# What's the best place to get a toll free 800 number?



## ambitious (Oct 29, 2007)

So my business has been growing slowly and im in need of a good recommended place to get a toll free number. I have my cell phone number on my website, but to me it doesn't seem quite professional, although i do get calls everyday i rather have a 1-800 number.

So if anybody can kindly share there experience with the different companies out there would be nice. Thanks


----------



## saucewear (Mar 2, 2009)

Call your local telephone company, they offer that service. To both residence and business lines. I'm assuming you have Verizon, or Frontier? (I work for a telephone company full time). Just call them up and get a toll free line! They really aren't that expensive.


----------



## ambitious (Oct 29, 2007)

Thanks! I will give them a call tomorrow morning.


----------



## saucewear (Mar 2, 2009)

best of luck!


----------



## BillyV (May 8, 2009)

This is where I got mine.
Untitled Page 
Allot cheaper than ATT or Verizon.

Good Luck!


----------



## bornover (Apr 10, 2008)

Does anybody actually care about toll free numbers any more? I know I don't because all my phone services for cell and home don't charge me extra for long distance. Aren't most plans that way now? I don't have a toll free number for my business because I figured no one cared about that any more. Do people care about it still?


----------



## ambitious (Oct 29, 2007)

Well it all depends on the customer. For me it's just a personal choice, it's just that feeling you get when your shopping on the web. I think i would feel more business like and make my customers feel more like there dealing with a big company i hope lol. 

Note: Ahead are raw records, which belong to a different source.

Issue #553, opened 2026-04-18
block: bread/mark_dirty/sync_dirty_buffer/release API with CLOCK-Pro eviction


dburkart:
## Motivation

Implements RFC 0004 — Workstream C (Block buffer cache, wave 1). The main cache API
plus CLOCK-Pro eviction. The four normative invariants from the RFC MUST be enforced.

## Work

- [ ] `bread(device_id, block_no) -> Result<Arc<BufferHead>, BlockError>` — fetches the
      buffer; if miss, allocates + reads from device; if cache is full, runs CLOCK-Pro
      eviction first. **Returns `ENOMEM` rather than synchronously flushing dirty
      buffers** (normative invariant 3).
- [ ] `mark_dirty(&Arc<BufferHead>)` — sets DIRTY bit + inserts into `dirty` set
- [ ] `sync_dirty_buffer(&Arc<BufferHead>)` — sets LOCKED_IO, releases inner `BufferHead.data` lock,
      calls `device.write_at`, clears DIRTY and LOCKED_IO atomically, removes from dirty set
- [ ] `release(&Arc<BufferHead>)` — optional hint; drops one strong ref; real GC is via Arc drop
- [ ] CLOCK-Pro eviction (Jiang 2005):
  - hot-queue + cold-queue + non-resident metadata
  - rotate `clock_hand` through the entries map
  - **skip any `Arc::strong_count > 1` buffer** (normative invariant 1 — external refs pin)
  - **skip any DIRTY + LOCKED_IO buffer** (normative invariant 2)
  - evict cold-queue victims first; promote hot-queue on reference-bit hit
- [ ] **Single-cache-entry invariant** (normative invariant 4): `bread` must never return two
      different `Arc<BufferHead>` for the same `(DeviceId, block_no)`; guard via `entries` map lookup
      inside the insertion critical section
- [ ] Unit tests for: hit path, miss path, eviction preferring cold-queue, refusal to evict pinned buffer,
      refusal to evict DIRTY+LOCKED_IO, ENOMEM when max_buffers reached and all entries are pinned

## Out of scope

- `sync_fs` and writeback daemon (next C issues).
- Invariant assertion (last C issue).

## Context

- Parent epic: #537
- Depends on: #552 (BufferHead/BlockCache skeleton)
- RFC 0004 §Buffer cache eviction (CLOCK-Pro, normative invariants 1–4)
[...]

PR #587, opened 2026-04-18
block: BufferHead + BlockCache skeleton keyed on (DeviceId, u64)

### LINKED ISSUE #552: block: BufferHead + BlockCache skeleton keyed on (DeviceId, u64)
## Motivation

Implements RFC 0004 — Workstream C (Block buffer cache, wave 1). The core data
structures for the cache: `BufferHead` wraps a block-sized slab with state bits, and
`BlockCache` is keyed on `(DeviceId, u64)` so multiple mounts share one cache without
aliasing.

## Work

- [ ] Add `kernel/src/block/cache.rs`:
      ```rust
      pub struct BufferHead {
          pub data: RwLock<Box<[u8]>>,   // block-sized
          pub state: AtomicU8,           // bitmask: VALID | DIRTY | LOCKED_IO
          pub clock_ref: AtomicBool,     // CLOCK-Pro reference bit
      }
      pub struct BlockCache {
          device: Arc<dyn BlockDevice>,
          block_size: u32,
          entries: Mutex<BTreeMap<(DeviceId, u64), Arc<BufferHead>>>,
          dirty: Mutex<BTreeSet<(DeviceId, u64)>>,
          clock_hand: Mutex<Option<(DeviceId, u64)>>,
          max_buffers: usize,
      }
      ```
- [ ] State constants: `VALID = 1`, `DIRTY = 2`, `LOCKED_IO = 4`
- [ ] `DeviceId` as an opaque index type registered by `BlockCache::register_device`
- [ ] `BlockCache::new(max_buffers)` constructor and `Arc<BlockCache>` singleton for the default instance
- [ ] `block_size` carried on the cache (not per-entry) so the walker never has to look up a device
- [ ] Unit test: insert, look up, remove round-trips without the eviction/read path

## Out of scope

- `bread`/`mark_dirty`/`sync_dirty_buffer` — next C issue.
- Eviction — next C issue.

## Context

- Parent epic: #537
- Depends on: #551 (BlockDevice trait)
- RFC 0004 §Key data structures (BlockCache)

dburkart:
Closes #552

## Summary

Lands the data-structure skeleton for the buffer cache described in RFC 0004 §Buffer cache (Workstream C, wave 1). Scope is intentionally narrow — the map key, state bits, device registry, and the insert / lookup / remove primitives — so the CLOCK-Pro eviction issue (#553) and the `bread` / `mark_dirty` / `sync_dirty_buffer` write-back path can land on top without touching `BufferHead` layout or the cache key shape.

- `BufferHead { data: RwLock<Box<[u8]>>, state: AtomicU8, clock_ref: AtomicBool }` with the RFC-mandated bitmask `VALID = 1 | DIRTY = 2 | LOCKED_IO = 4` exposed as public constants.
- `BlockCache` owns `Arc<dyn BlockDevice>`, carries `block_size` on the cache struct (not per-entry), and keys its `BTreeMap` on `(DeviceId, u64)` so two mounts of the same device can't alias.
- `DeviceId` is an opaque `Copy + Ord` newtype handed out by `BlockCache::register_device`.
- `init_default_cache` / `default_cache` expose the `Arc<BlockCache>` singleton hook the VFS mount path will consume.

Explicitly **out of scope** and tracked in follow-ups: `bread`, `mark_dirty`, `sync_dirty_buffer`, and CLOCK-Pro eviction (#553+). `clock_hand` and the `dirty` set are wired now so the eviction / write-back issues land as additive edits rather than refactors.

## Test plan

- [x] `cargo xtask build` — clean (no new warnings on `kernel/src/block/cache.rs`)
- [x] `cargo xtask test` — 391/391 host unit tests pass, including the 8 new `block::cache::tests::*`
- [x] `cargo fmt --all -- --check` — clean
- [x] `cargo clippy --lib -p vibix` — no new warnings (pre-existing `build.rs` `is_multiple_of` lint is unrelated)

New tests cover:

- `state_bit_layout_matches_rfc` — pins `VALID=1 | DIRTY=2 | LOCKED_IO=4`.
- `buffer_head_new_is_block_sized_and_clear` — slab sizing, zero-state init, `state_has` mask semantics.
- `register_device_allocates_disjoint_ids` — monotonic, non-colliding device ids.
- `insert_lookup_remove_roundtrip` — the core skeleton contract from the issue body.
- `device_ids_do_not_alias_on_same_block_number` — two `DeviceId`s sharing `blk=42` get independent `BufferHead`s.
- `block_size_is_carried_on_cache_not_entry` — verifies the RFC requirement that block size lives on the cache struct.
- `default_cache_singleton_round_trip` — `init_default_cache` / `default_cache` idempotence under `spin::Once`.

### DIFF
--- a/kernel/src/block/cache.rs
+++ b/kernel/src/block/cache.rs
@@ -157,7 +157,28 @@ impl BlockCache {
     /// Construct an empty cache bound to `device` with entries sized at
     /// `block_size`. Caps the resident entry count at `max_buffers`; the
     /// cap is enforced by the eviction follow-up (#553), not here.
+    ///
+    /// # Panics
+    ///
+    /// Panics if `block_size` is zero or not a whole multiple of
+    /// `device.block_size()`. Every future `bread` / `sync_dirty_buffer`
+    /// call would translate a cache-block index into a byte offset of
+    /// `blk * block_size`, and the device's `read_at` / `write_at`
+    /// reject any non-device-aligned offset with
+    /// [`BlockError::BadAlign`](super::BlockError::BadAlign). Catching
+    /// the geometry mismatch at construction is the difference between
+    /// "cache can never do I/O" (silent) and "misuse is caught at mount
+    /// time" (loud). Panicking is acceptable: `BlockCache::new` runs
+    /// only on the boot / mount paths, never inside a syscall.
     pub fn new(device: Arc<dyn BlockDevice>, block_size: u32, max_buffers: usize) -> Arc<Self> {
+        assert!(block_size > 0, "BlockCache: block_size must be non-zero");
+        let dev_bs = device.block_size();
+        assert!(
+            dev_bs > 0 && block_size % dev_bs == 0,
+            "BlockCache: cache block_size ({}) must be a whole multiple of device block_size ({})",
+            block_size,
+            dev_bs,
+        );
         Arc::new(Self {
             device,
             next_device_id: AtomicU32::new(0),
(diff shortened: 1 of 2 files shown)


dburkart:
Thanks for the review. Both findings addressed in `fae3dc9`:

1. **Geometry validation at construction** — `BlockCache::new` now panics if `block_size` is zero or not a whole multiple of `device.block_size()`. Catching the mismatch at mount time instead of on first `bread`'s `BadAlign` is the correct severity; `BlockCache::new` only runs on the boot/mount path, never in a syscall.

2. **`DeviceId` wraparound** — went with the narrower fix: `register_device` now panics on `u32::MAX` overflow rather than widening to `AtomicU64`. Keeping `DeviceId` at `u32` preserves the narrow `(DeviceId, u64)` key width — 12 bytes vs 16 — which matters because that pair is the `BTreeMap` node key on the hot block-cache path. 2³² mount registrations is an extreme upper bound we're not remotely near; catch-on-overflow gives the same correctness guarantee as widening, without bloating every key.

Tests added: `new_rejects_zero_block_size`, `new_rejects_incompatible_block_size`, `new_accepts_compatible_block_sizes`.

dburkart:
Second round of review addressed in `1e2b06d`:

1. **`register_device` wrap-before-panic** — switched to `fetch_update` so the counter isn't bumped on the overflow path. A panic-catcher would otherwise observe `0` on the next call and alias with whichever mount originally owned `DeviceId(0)`.
2. **Singleton test race** — `default_cache_singleton_round_trip` no longer does a `is_none()` check before init. That check was racy under parallel host tests (the `Once` slot is process-wide). Now unconditionally calls `init_default_cache` and asserts the guarantee that actually holds across the race: repeated `default_cache()` calls return the same `Arc`.

Issue #239, opened 2026-04-14
task: add per-process cwd with chdir/getcwd wiring


dburkart:
Implements RFC 0002 item 11/15. Per-process current working directory is a POSIX Confirmation in the RFC (not an open question). Needs a Task-struct field and fork/exec inheritance.

Work:
- Add cwd: Arc<Dentry> to the Task struct.
- fork copies cwd from parent; exec preserves cwd.
- Wire sys_chdir(path) and sys_getcwd(buf, len) syscalls.
- getcwd walks up via Dentry.parent until the root; returns ENAMETOOLONG if the full path exceeds buf.
- Host-side unit test.

Context: docs/RFC/0002-virtual-filesystem.md §Confirmations. Depends on #230, #238. Merged PR #224. ~100 LOC.

PR #589, opened 2026-04-18
kernel/syscall: wire unlink(2) and unlinkat(2) to VFS InodeOps

### LINKED ISSUE #539: sys: wire unlink/unlinkat to InodeOps::unlink

dburkart:
Closes #539

## Summary

- Wires SYS_unlink (87) and SYS_unlinkat (263, including AT_REMOVEDIR) through a shared unlinkat_impl that dispatches to InodeOps::unlink or InodeOps::rmdir. Enforces the POSIX pre-checks the FS-driver impls must not each reinvent: AT_REMOVEDIR-only flags whitelist, non-AT_FDCWD + relative rejected (until per-fd cwd lands in #239), trailing-slash directory semantics, leaf mountpoint EBUSY, kind dispatch (EISDIR/ENOTDIR), and parent sticky-bit S_ISVTX ownership enforcement. Leaf lookup uses parent.ops.lookup -- never path_walk -- so unlink("sym") never follows a symlink and deletes the wrong file.
- Follows the convention #585 set for mkdir: the dispatch arms are gated behind #[cfg(feature = "vfs_creds")] so ring-3 callers see -ENOSYS until Workstream B lands Task::credentials and flips the gate on (#546). The impl entry points (sys_unlink_impl / sys_unlinkat_impl) are always compiled and tests reach them directly. The vfs_creds feature, the default-off Cargo gate, and the CI A-before-B ordering job already exist on main from #585.
- Adds integration test syscall_unlink covering: syscall_dispatch(SYS_unlink, ...) == -ENOSYS (anti-regression anchor for the A-before-B ordering until #546 flips the gate on); sys_unlink_impl removes a regular file with subsequent stat ENOENT; the RFC 0004 errno table (EISDIR, ENOTDIR, ENOENT, EINVAL on unknown flags); unlinkat(AT_FDCWD, "/abs", 0) round-trip; unlinkat(AT_FDCWD, "/tmp/dir", AT_REMOVEDIR) removes an empty dir.

## Test plan

- [x] cargo fmt --all -- --check clean.
- [x] cargo xtask build clean (only pre-existing is_guard_hit dead-code warning).
- [x] cargo xtask test --test syscall_unlink -- all 8 tests pass.
- [x] cargo xtask smoke -- all 33 markers present.
- [x] cargo build --features vfs_creds --test syscall_unlink --target x86_64-unknown-none -Zbuild-std=... compiles cleanly.

Note: PR was rebased onto current main (mkdir #585 landed in parallel). Force-pushed with --force-with-lease. CodeRabbit re-review will trigger automatically.

Generated with Claude Code (https://claude.com/claude-code)

### DIFF
--- a/kernel/Cargo.toml
+++ b/kernel/Cargo.toml
@@ -291,6 +291,10 @@ name = "syscall_rmdir"
 harness = false
 
 [[test]]
+name = "syscall_unlink"
+harness = false
+
+[[test]]
 name = "ntty_sigint_flush"
 harness = false
 
--- a/kernel/src/arch/x86_64/syscall.rs
+++ b/kernel/src/arch/x86_64/syscall.rs
@@ -818,6 +818,19 @@ pub unsafe extern "C" fn syscall_dispatch(
         // InodeOps::rmdir on the parent after path-walking to the leaf.
         RMDIR => super::syscalls::vfs::sys_rmdir_impl(a0),
 
+        // unlink(path) — remove a non-directory from its parent. Same
+        // RFC 0004 A ↔ B gate as MKDIR/MKDIRAT: with `vfs_creds` off
+        // the arm is absent and the dispatcher's default returns
+        // `-ENOSYS`. Integration tests exercise the impl directly via
+        // `sys_unlink_impl` once the feature is on.
+        #[cfg(feature = "vfs_creds")]
+        UNLINK => super::syscalls::vfs::sys_unlink_impl(a0),
+
+        // unlinkat(dfd, path, flags) — unlink or rmdir (AT_REMOVEDIR)
+        // relative to `dfd`. Same gate as UNLINK.
+        #[cfg(feature = "vfs_creds")]
+        UNLINKAT => super::syscalls::vfs::sys_unlinkat_impl(a0 as i32, a1, a2 as u32),
+
         // poll(fds, nfds, timeout_ms) — wait for readiness on a set of fds.
         POLL => crate::poll::syscalls::sys_poll(a0, a1, a2 as i64),
 
@@ -1413,6 +1426,8 @@ pub mod syscall_nr {
     pub const MKDIR: u64 = 83;
     pub const MKDIRAT: u64 = 258;
     pub const RMDIR: u64 = 84;
+    pub const UNLINK: u64 = 87;
+    pub const UNLINKAT: u64 = 263;
     pub const POLL: u64 = 7;
     pub const SELECT: u64 = 23;
     pub const PSELECT6: u64 = 270;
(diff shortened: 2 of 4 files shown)


dburkart:
Parking this PR for human review.

**Diagnosis:** Branch is in `CONFLICTING` / `DIRTY` merge state — main has advanced since the last push and the branch needs a rebase. All CI checks green (fmt+build, host unit, integration, smoke, CodeRabbit pass, vfs-creds gate, soak eligibility) at head `d95567e`, but GitHub reports the branch cannot be merged cleanly against the current `main`.

Merge-watcher rules forbid touching the code (rebase), so handing off.

**Also FYI from CodeRabbit's latest review (non-blocking, actionable but nitpick-level):**
- `kernel/tests/syscall_unlink.rs` ~L225 — `unlink_removes_regular_file` passes `&mut sb` from the kernel stack to `stat`, which `stat_into_user` rejects as a bad user pointer; the post-unlink assertion is exercising pointer validation instead of the intended `-ENOENT` path. Consider staging the `Stat` buffer in the user VMA like sibling tests.
- Suggestion to also assert `SYS_UNLINKAT` is behind the `vfs_creds` dispatcher gate in `unlink_dispatcher_is_enosys`.
- Suggestion to do parent-dir W+X permission check in `vfs.rs` unlink/rmdir path rather than leaving it to backends.

CI run for reference: https://github.com/dburkart/vibix/actions/runs/24606521054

I have my cell phone number on my site since i do a lot of international shipping my customers are frequently calling. I also get lot's of calls about my products, and to me i feel that my business would probably pick up more by doing this. All i want to do is try it out for a month or 2 and see how it goes. Thanks

Nick


----------



## BillyV (May 8, 2009)

I use toll free numbers most of the time. 
I can forward the call where I want and for the people that don't have anywhere coverage, I'm here for them...


----------



## ambitious (Oct 29, 2007)

BillyV said:


> This is where I got mine.
> Untitled Page
> Allot cheaper than ATT or Verizon.
> 
> Good Luck!



Starting at $2 sounds reasonable. Thanks


----------



## BillyV (May 8, 2009)

I thought so...


----------



## SunEmbroidery (Oct 18, 2007)

I've been using Kall8 for over a year without any problems. I have a 888 number which is cheaper than a 800 number. Some people say its better to invest in an 800 number because some people don't realize that an 888 or other toll-free, non-800 number is toll free. 

I was initially concerned that I may get too many calls, especially solicitations, but that hasn't happened. Some people a natural "phoners" and will call to get an immediate answer but most of my customesr still email possibly because they need to email artwork anyway. 

I was also concerned about the cost. My monthly bill ranges from $8.50 to $16.00 so I feel the fee is well worth it. I especially like the fact that its easy to forward calls to a cell phone. Iinitially I used a cell number for a business phone but did receive negative feedback about that and at the time, cell service wasn't great at my location so I had major interference dropped calls.

I think businesses using a cell phone are perceived as being small or a start-up and a toll free number says you have an established business. In addition to my toll free number, I also have a local number. I think this number markets to a particular crowd who like to do business locally. I think if you have a local mindset, you are more likely to call a local number rather than a toll-free number if its important to you to do business locally which in this day may mean doing business in the same state. I belive having a local number also adds some perceived local accountability.

One final note about toll free numbers - not all of them work outside the US. If you do business in other countries that may be a consideration. Someone trying to call from Canada might be offended if your phone number only works inside the US but on the other hand you wouldn't want to pay for international solicitations.

A second "final note". Although I'm in NJ I have a lot of CA customers. I've noticed from signature files that a lot of CA people commonly add their mobile phone number whereas that practice isn't as common with the east coast people I deal with. I personally think its because CA is ahead technology-wise whereas east coast people aren't as advanced JMO.


----------



## allhamps (Mar 15, 2007)

I use RingCentral. I get up to 5 different mailboxes that I can set up for each employee/other purpose. This is useful since I also run a Pop Warner Football & Cheer organization. It's the same 800 number, but I get a switchboard directory and they can choose which business they want. It does run on monthly minutes, but my unused minutes carry over from month to month. I can forward the calls to my cell.

I use an 800 number so I can keep my cell number "private", and because I don't know if EVERYONE has phone service that does not charge them for long distance calls. It just seems more professional that a person doesn't have to FEEL as though they have to pay for a call to do business with you, even if they don't pay for long distance.


----------